§ What the exercise asks
Give the data again in its entirety, exactly as provided.

§ Records to use
PR #1397, opened 2025-09-24
OCPBUGS-62153: E2E: skip SMT disabled test when L3 cache spans entire NUMA node

mrniranjan:
Skipping LLC tests on virtual machines as these
dont have uncore cache similar to Baremetal systems

PR #1406, opened 2025-10-07
OCPBUGS-62153: E2E: Fix for checking L3 Cache spans entire numa node

mrniranjan:
The earlier pr #1397 used to compare if the cpus
returned by ccx are same as numa node 0, which
may not be same, even though the size matches. This cause the test to not skip on vm.

### DIFF
--- a/test/e2e/performanceprofile/functests/13_llc/llc.go
+++ b/test/e2e/performanceprofile/functests/13_llc/llc.go
@@ -786,11 +786,14 @@ var _ = Describe("[rfe_id:77446] LLC-aware cpu pinning", Label(string(label.Open
 				ccx, err := getCCX(0)
 				Expect(err).ToNot(HaveOccurred())
 				L3CacheGroupSize = ccx.Size()
-				// Get actual CPU ID's from Numa Node 0
-				numaNode0Cpus := cpuset.New(numaInfo[0]...)
-
-				// Compare if L3 cache group CPUs match NUMA Node 0 CPUs
-				if ccx.Equals(numaNode0Cpus) {
+				// Compare length of numa node 0 cpus with ccx size
+				// if they are same then L3 Cache spans the whole of numa node
+				// we cannot compare the L3 cache cpus are same as numa node 0 cpus as
+				// as the cpu topology as they many not be same . For example
+				// ccx cpus may be 0-11, and numa node0 cpus could be 0,2,4,6,8,10,12,14,16,18,22
+				// if we were to compare the equality, the equality fails and tests will not be
+				// skipped atleast on Virtual machines
+				if len(numaInfo[0]) == L3CacheGroupSize {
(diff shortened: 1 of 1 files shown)


test/e2e/performanceprofile/functests/13_llc/llc.go
```diff
@@ -786,11 +786,14 @@ var _ = Describe("[rfe_id:77446] LLC-aware cpu pinning", Label(string(label.Open
...
-				// Compare if L3 cache group CPUs match NUMA Node 0 CPUs
-				if ccx.Equals(numaNode0Cpus) {
+				// Compare length of numa node 0 cpus with ccx size
+				// if they are same then L3 Cache spans the whole of numa node
+				// we cannot compare the L3 cache cpus are same as numa node 0 cpus as
+				// as the cpu topology as they many not be same . For example
+				// ccx cpus may be 0-11, and numa node0 cpus could be 0,2,4,6,8,10,12,14,16,18,22
+				// if we were to compare the equality, the equality fails and tests will not be
+				// skipped atleast on Virtual machines
+				if len(numaInfo[0]) == L3CacheGroupSize {
```
ffromani, line 796: comparing the size is too coarse grained and makes for unnecessary skips. What creates this difference between CCX cpus and NUMA node cpus?

mrniranjan: we don't know why .  On libvirt when we create vm's we specify the  cpu id's of numa nodes in the vm definition , the cache hierarchy that libvirt tries to emulate probably doesn't take in to account the cpu id's. Either way if the total cpus sharing the cache and number of cpus in that node match, shouldn't that be enough to say that there is no specific subset of cpus sharing L3 cache ?

ffromani: This seems to work by coincidence; or, alternatively, I can't see a reliable way to skip which takes in account this odd case. Rather than guess, let's label VM nodes and skip based on labels. At least it's very explicit and consistent and easy to understand.

mrniranjan: @ffromani I am closing this PR, I have modified the cpu topology on VM's to use the same toplogy as it lists in shared_cpu_list

  ```
NUMA node(s):              2
  NUMA node0 CPU(s):         0-11
  NUMA node1 CPU(s):         12-23

```

```
sh-5.1# cat /sys/devices/system/cpu/cpu0/cache/index3/shared_cpu_list
0-11
sh-5.1# cat /sys/devices/system/cpu/cpu1/cache/index3/shared_cpu_list
0-11
sh-5.1# cat /sys/devices/system/cpu/cpu12/cache/index3/shared_cpu_list
12-23
sh-5.1# cat /sys/devices/system/cpu/cpu13/cache/index3/shared_cpu_list
12-23
```
so the current code should work.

§ Response
PR #1397, opened 2025-09-24
OCPBUGS-62153: E2E: skip SMT disabled test when L3 cache spans entire NUMA node

mrniranjan:
Skipping LLC tests on virtual machines as these
dont have uncore cache similar to Baremetal systems

PR #1406, opened 2025-10-07
OCPBUGS-62153: E2E: Fix for checking L3 Cache spans entire numa node

mrniranjan:
The earlier pr #1397 used to compare if the cpus
returned by ccx are same as numa node 0, which
may not be same, even though the size matches. This cause the test to not skip on vm.

### DIFF
--- a/test/e2e/performanceprofile/functests/13_llc/llc.go
+++ b/test/e2e/performanceprofile/functests/13_llc/llc.go
@@ -786,11 +786,14 @@ var _ = Describe("[rfe_id:77446] LLC-aware cpu pinning", Label(string(label.Open
 				ccx, err := getCCX(0)
 				Expect(err).ToNot(HaveOccurred())
 				L3CacheGroupSize = ccx.Size()
-				// Get actual CPU ID's from Numa Node 0
-				numaNode0Cpus := cpuset.New(numaInfo[0]...)
-
-				// Compare if L3 cache group CPUs match NUMA Node 0 CPUs
-				if ccx.Equals(numaNode0Cpus) {
+				// Compare length of numa node 0 cpus with ccx size
+				// if they are same then L3 Cache spans the whole of numa node
+				// we cannot compare the L3 cache cpus are same as numa node 0 cpus as
+				// as the cpu topology as they many not be same . For example
+				// ccx cpus may be 0-11, and numa node0 cpus could be 0,2,4,6,8,10,12,14,16,18,22
+				// if we were to compare the equality, the equality fails and tests will not be
+				// skipped atleast on Virtual machines
+				if len(numaInfo[0]) == L3CacheGroupSize {
(diff shortened: 1 of 1 files shown)


test/e2e/performanceprofile/functests/13_llc/llc.go
```diff
@@ -786,11 +786,14 @@ var _ = Describe("[rfe_id:77446] LLC-aware cpu pinning", Label(string(label.Open
...
-				// Compare if L3 cache group CPUs match NUMA Node 0 CPUs
-				if ccx.Equals(numaNode0Cpus) {
+				// Compare length of numa node 0 cpus with ccx size
+				// if they are same then L3 Cache spans the whole of numa node
+				// we cannot compare the L3 cache cpus are same as numa node 0 cpus as
+				// as the cpu topology as they many not be same . For example
+				// ccx cpus may be 0-11, and numa node0 cpus could be 0,2,4,6,8,10,12,14,16,18,22
+				// if we were to compare the equality, the equality fails and tests will not be
+				// skipped atleast on Virtual machines
+				if len(numaInfo[0]) == L3CacheGroupSize {
```
ffromani, line 796: comparing the size is too coarse grained and makes for unnecessary skips. What creates this difference between CCX cpus and NUMA node cpus?

mrniranjan: we don't know why .  On libvirt when we create vm's we specify the  cpu id's of numa nodes in the vm definition , the cache hierarchy that libvirt tries to emulate probably doesn't take in to account the cpu id's. Either way if the total cpus sharing the cache and number of cpus in that node match, shouldn't that be enough to say that there is no specific subset of cpus sharing L3 cache ?

ffromani: This seems to work by coincidence; or, alternatively, I can't see a reliable way to skip which takes in account this odd case. Rather than guess, let's label VM nodes and skip based on labels. At least it's very explicit and consistent and easy to understand.

mrniranjan: @ffromani I am closing this PR, I have modified the cpu topology on VM's to use the same toplogy as it lists in shared_cpu_list

  ```
NUMA node(s):              2
  NUMA node0 CPU(s):         0-11
  NUMA node1 CPU(s):         12-23

```

```
sh-5.1# cat /sys/devices/system/cpu/cpu0/cache/index3/shared_cpu_list
0-11
sh-5.1# cat /sys/devices/system/cpu/cpu1/cache/index3/shared_cpu_list
0-11
sh-5.1# cat /sys/devices/system/cpu/cpu12/cache/index3/shared_cpu_list
12-23
sh-5.1# cat /sys/devices/system/cpu/cpu13/cache/index3/shared_cpu_list
12-23
```
so the current code should work.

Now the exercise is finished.